**Exercise details:** Please restate, word for word, the lines below that begin at the one with "3. Inbound records" and end at the one with "I want to split". Leave out all other lines.

**Data supplied:**
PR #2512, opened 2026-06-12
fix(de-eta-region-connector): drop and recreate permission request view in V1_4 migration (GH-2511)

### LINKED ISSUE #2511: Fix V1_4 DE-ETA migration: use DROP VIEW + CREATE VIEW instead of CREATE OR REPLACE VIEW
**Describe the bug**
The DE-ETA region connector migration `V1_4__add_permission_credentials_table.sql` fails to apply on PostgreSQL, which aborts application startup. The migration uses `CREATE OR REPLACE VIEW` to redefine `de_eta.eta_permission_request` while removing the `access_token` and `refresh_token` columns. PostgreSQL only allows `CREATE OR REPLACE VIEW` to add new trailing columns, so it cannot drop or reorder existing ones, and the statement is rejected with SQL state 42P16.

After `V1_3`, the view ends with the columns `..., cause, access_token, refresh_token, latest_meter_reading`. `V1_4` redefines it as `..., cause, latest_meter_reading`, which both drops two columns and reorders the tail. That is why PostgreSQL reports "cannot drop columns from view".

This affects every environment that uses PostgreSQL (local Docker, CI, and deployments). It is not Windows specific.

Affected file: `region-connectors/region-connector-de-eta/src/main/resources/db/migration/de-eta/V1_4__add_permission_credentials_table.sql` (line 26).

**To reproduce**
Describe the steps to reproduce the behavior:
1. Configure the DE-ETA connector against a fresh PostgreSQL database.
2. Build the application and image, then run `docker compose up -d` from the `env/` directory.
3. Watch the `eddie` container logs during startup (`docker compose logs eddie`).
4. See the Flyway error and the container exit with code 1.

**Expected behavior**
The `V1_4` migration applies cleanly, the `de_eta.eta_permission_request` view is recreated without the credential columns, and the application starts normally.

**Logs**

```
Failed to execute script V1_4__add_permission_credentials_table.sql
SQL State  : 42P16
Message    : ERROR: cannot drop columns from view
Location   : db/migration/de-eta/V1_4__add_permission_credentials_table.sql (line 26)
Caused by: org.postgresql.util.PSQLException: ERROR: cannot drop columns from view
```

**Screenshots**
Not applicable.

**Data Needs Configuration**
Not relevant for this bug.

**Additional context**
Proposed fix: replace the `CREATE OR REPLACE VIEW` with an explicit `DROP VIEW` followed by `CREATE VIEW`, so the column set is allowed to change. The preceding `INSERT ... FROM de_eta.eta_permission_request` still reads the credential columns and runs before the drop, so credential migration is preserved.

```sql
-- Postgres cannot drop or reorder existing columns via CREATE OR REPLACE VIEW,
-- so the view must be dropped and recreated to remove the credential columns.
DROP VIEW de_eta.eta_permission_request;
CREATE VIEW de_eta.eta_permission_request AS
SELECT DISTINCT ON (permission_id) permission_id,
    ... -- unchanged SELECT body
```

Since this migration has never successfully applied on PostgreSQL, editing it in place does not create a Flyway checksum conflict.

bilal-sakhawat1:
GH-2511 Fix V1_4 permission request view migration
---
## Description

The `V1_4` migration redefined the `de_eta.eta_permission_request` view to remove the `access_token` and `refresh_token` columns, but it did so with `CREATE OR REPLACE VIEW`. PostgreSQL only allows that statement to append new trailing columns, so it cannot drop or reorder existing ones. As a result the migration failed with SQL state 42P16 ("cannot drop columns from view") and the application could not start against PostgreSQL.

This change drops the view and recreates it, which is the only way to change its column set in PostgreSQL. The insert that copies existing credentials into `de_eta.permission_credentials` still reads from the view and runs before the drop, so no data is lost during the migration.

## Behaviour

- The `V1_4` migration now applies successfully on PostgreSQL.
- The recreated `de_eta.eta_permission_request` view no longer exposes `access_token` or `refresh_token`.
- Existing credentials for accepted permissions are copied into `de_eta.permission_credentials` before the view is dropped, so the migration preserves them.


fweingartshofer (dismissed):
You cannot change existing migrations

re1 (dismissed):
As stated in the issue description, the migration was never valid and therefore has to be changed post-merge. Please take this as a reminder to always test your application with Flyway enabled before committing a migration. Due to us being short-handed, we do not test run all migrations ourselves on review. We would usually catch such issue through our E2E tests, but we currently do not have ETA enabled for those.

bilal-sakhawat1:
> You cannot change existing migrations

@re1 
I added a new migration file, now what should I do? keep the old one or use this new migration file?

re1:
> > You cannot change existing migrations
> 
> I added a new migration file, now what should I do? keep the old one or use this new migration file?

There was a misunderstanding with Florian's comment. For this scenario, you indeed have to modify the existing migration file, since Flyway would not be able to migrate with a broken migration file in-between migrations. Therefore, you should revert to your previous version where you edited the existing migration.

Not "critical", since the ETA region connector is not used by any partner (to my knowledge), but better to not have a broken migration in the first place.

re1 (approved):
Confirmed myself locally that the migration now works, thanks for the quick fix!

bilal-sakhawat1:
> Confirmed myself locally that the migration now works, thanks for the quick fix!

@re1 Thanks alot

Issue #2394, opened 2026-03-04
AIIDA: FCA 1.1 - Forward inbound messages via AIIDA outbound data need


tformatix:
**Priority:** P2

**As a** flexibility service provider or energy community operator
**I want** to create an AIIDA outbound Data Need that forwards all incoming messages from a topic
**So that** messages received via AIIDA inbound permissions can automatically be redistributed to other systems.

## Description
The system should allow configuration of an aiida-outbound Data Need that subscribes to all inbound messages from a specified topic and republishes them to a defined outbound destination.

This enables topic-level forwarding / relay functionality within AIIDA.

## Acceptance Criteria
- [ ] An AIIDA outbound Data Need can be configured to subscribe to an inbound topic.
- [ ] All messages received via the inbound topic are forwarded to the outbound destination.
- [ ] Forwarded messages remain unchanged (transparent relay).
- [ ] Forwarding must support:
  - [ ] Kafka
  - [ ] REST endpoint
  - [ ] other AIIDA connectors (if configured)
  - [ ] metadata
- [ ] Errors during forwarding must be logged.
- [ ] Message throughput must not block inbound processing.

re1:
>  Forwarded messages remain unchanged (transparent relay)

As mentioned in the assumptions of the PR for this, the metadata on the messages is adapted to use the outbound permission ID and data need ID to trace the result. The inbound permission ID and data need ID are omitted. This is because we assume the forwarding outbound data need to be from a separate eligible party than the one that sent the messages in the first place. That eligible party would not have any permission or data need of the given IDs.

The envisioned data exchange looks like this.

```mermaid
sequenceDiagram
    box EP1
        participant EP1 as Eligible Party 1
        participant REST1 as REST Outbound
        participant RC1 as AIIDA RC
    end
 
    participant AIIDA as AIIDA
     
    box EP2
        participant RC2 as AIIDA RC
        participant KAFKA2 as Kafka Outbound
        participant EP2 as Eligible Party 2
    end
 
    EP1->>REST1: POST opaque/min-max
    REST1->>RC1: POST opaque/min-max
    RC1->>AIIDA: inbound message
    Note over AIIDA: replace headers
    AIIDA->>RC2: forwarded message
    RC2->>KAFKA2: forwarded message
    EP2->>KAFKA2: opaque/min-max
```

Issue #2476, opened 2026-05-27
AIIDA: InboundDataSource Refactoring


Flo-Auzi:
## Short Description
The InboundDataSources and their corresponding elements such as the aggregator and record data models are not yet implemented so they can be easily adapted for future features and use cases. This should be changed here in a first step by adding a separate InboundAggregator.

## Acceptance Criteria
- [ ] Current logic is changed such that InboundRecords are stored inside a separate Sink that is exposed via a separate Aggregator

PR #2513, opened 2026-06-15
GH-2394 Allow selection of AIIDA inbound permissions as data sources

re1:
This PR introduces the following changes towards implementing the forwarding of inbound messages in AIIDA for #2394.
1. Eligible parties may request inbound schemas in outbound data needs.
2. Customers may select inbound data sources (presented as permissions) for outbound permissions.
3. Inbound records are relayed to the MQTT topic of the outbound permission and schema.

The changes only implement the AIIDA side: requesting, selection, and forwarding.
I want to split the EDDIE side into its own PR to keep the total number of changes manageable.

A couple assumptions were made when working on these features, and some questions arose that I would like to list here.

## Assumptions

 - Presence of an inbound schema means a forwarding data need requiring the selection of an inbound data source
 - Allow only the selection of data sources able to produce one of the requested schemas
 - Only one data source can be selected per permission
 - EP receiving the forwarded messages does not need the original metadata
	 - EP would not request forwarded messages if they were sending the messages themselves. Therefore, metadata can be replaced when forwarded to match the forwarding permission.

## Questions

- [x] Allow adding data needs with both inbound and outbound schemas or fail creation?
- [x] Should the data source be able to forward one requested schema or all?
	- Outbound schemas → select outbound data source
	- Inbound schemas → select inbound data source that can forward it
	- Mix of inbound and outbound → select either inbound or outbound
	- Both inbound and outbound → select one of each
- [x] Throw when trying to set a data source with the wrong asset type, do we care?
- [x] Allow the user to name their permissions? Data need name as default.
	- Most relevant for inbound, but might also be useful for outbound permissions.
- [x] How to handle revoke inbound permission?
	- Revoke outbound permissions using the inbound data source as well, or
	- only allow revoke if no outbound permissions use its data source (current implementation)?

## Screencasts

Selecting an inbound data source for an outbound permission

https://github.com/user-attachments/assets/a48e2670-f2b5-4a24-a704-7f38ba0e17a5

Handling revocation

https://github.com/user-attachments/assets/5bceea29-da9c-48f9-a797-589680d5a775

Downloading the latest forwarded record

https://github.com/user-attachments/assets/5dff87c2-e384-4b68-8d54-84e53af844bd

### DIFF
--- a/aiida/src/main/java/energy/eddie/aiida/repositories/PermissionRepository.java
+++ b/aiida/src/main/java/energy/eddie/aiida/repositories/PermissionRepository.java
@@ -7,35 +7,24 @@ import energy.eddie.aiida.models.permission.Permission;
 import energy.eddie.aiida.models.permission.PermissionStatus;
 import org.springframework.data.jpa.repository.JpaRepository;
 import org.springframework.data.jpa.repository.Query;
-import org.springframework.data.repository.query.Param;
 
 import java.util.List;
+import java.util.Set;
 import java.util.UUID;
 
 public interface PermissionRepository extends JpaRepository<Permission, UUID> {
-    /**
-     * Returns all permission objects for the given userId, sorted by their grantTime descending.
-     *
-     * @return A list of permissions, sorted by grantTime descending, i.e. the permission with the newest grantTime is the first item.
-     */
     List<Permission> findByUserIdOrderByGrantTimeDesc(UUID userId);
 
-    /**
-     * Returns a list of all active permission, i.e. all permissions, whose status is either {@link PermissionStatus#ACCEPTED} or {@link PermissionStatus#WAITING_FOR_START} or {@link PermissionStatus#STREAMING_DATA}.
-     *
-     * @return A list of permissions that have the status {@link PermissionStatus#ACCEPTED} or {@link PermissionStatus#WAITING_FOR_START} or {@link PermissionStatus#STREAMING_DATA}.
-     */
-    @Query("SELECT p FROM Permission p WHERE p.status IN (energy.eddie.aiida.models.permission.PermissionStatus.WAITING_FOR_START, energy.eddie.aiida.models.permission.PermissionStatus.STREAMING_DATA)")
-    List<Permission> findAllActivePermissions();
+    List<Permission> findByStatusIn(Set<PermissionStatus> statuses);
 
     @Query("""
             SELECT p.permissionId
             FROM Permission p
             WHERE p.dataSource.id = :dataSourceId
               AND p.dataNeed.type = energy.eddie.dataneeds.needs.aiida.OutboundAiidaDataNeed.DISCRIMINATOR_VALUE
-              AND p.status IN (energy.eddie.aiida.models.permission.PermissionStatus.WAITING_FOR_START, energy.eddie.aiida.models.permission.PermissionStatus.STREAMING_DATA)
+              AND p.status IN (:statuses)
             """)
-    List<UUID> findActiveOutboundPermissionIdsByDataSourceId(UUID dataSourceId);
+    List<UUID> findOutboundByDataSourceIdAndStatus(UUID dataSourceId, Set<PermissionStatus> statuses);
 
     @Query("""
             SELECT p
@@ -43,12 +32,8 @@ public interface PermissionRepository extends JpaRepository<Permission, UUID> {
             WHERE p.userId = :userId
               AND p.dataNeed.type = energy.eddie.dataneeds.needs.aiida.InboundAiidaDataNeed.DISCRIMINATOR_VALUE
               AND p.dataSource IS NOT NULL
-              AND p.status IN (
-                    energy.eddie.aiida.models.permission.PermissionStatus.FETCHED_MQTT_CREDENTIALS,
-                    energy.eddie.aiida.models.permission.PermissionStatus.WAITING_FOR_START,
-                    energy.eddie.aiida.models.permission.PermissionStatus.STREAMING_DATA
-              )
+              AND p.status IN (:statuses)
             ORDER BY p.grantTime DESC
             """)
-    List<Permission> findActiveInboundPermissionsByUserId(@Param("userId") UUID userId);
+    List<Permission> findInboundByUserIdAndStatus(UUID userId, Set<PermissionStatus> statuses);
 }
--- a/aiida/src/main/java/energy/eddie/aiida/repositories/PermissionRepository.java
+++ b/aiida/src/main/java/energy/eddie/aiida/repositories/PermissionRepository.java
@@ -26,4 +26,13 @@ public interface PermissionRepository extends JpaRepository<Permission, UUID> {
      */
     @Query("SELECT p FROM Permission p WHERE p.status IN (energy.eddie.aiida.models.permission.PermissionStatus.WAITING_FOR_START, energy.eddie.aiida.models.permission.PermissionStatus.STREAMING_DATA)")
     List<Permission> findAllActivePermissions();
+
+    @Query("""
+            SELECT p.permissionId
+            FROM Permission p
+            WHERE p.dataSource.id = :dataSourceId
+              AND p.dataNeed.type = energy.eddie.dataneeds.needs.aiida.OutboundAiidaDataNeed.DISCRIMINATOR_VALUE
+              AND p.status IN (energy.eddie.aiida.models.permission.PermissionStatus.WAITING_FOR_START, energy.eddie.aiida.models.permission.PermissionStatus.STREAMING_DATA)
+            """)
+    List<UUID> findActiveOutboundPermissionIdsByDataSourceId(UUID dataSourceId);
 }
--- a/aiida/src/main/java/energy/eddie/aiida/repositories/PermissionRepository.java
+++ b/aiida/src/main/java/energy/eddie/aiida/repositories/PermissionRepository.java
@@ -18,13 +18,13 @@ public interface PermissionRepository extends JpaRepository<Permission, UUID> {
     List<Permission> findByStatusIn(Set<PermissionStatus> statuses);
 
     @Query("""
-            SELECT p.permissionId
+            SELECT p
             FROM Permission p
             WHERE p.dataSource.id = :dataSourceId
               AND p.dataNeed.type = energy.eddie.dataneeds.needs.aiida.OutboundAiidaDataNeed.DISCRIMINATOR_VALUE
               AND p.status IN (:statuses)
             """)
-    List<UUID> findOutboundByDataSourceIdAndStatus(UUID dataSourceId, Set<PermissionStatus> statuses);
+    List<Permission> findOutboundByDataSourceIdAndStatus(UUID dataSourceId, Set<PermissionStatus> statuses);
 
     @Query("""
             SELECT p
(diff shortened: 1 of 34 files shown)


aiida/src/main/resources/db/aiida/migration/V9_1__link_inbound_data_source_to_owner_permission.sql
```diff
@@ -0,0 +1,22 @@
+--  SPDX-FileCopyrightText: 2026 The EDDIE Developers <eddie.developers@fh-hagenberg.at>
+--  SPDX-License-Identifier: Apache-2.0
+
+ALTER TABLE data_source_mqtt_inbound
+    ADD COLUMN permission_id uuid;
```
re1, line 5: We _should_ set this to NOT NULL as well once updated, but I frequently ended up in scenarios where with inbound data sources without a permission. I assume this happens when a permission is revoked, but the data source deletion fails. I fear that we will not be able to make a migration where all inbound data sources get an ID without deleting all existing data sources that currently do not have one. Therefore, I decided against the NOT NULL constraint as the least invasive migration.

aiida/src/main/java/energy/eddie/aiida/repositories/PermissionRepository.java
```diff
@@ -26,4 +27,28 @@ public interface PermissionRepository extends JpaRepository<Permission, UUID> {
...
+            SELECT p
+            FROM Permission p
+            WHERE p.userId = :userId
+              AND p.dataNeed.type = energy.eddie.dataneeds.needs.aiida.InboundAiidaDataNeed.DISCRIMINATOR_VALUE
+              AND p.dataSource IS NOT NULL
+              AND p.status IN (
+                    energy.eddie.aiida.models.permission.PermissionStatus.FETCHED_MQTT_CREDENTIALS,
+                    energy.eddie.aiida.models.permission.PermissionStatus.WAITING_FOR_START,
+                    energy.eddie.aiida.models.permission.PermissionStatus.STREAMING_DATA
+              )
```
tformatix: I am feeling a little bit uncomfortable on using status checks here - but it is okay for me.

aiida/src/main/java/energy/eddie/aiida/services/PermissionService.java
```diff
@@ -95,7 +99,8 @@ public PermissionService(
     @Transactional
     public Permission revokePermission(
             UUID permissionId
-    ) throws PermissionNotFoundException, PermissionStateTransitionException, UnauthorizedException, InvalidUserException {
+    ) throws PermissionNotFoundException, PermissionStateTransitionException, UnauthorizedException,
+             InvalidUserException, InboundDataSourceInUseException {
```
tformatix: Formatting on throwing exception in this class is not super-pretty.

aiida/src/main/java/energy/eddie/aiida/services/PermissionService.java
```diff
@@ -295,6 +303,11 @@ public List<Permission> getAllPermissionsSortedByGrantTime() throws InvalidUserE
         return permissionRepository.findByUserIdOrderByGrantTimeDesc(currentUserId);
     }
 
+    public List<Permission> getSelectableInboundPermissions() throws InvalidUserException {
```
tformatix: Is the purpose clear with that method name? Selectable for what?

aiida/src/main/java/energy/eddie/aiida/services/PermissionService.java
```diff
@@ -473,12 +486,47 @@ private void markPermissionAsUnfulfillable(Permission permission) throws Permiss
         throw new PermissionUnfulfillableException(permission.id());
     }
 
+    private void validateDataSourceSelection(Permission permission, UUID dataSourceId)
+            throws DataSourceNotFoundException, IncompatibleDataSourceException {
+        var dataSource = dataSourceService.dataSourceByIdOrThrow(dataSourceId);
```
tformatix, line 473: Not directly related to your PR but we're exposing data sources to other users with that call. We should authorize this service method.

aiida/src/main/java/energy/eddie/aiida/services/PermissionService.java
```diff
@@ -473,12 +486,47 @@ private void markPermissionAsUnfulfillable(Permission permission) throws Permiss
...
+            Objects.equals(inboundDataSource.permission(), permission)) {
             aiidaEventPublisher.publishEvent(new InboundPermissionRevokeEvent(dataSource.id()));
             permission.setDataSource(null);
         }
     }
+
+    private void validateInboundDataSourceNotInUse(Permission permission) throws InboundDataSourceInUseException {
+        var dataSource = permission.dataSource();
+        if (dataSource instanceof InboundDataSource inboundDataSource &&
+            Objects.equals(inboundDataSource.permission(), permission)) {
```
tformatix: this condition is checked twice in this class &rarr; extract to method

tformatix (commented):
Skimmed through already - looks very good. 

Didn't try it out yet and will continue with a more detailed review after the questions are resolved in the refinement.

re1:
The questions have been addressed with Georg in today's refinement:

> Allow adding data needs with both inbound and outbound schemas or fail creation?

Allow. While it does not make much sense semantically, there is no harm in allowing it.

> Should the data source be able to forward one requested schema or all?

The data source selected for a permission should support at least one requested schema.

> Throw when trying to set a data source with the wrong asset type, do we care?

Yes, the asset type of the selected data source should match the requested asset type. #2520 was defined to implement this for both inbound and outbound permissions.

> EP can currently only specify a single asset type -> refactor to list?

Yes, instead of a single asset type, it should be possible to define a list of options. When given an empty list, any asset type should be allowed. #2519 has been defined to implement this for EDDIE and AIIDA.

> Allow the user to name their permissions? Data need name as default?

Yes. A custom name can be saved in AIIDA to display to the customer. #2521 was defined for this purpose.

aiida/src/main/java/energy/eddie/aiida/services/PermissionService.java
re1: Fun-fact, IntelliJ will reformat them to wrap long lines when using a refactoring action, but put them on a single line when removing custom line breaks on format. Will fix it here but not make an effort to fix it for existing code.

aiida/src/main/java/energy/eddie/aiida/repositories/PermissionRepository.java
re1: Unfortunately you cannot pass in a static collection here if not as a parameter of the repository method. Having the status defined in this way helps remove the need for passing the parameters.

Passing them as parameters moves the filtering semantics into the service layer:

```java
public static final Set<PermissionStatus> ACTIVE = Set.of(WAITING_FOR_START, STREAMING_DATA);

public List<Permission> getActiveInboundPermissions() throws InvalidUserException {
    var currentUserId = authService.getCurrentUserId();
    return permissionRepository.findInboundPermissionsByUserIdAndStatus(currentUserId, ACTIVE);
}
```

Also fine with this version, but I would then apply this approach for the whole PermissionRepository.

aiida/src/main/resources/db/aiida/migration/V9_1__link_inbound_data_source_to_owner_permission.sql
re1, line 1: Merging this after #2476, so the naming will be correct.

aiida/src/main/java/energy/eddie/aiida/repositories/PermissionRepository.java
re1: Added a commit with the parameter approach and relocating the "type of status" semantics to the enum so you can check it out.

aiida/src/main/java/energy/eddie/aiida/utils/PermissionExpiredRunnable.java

**Answer section:**
3. Inbound records are relayed to the MQTT topic of the outbound permission and schema.

The changes only implement the AIIDA side: requesting, selection, and forwarding.
I want to split the EDDIE side into its own PR to keep the total number of changes manageable.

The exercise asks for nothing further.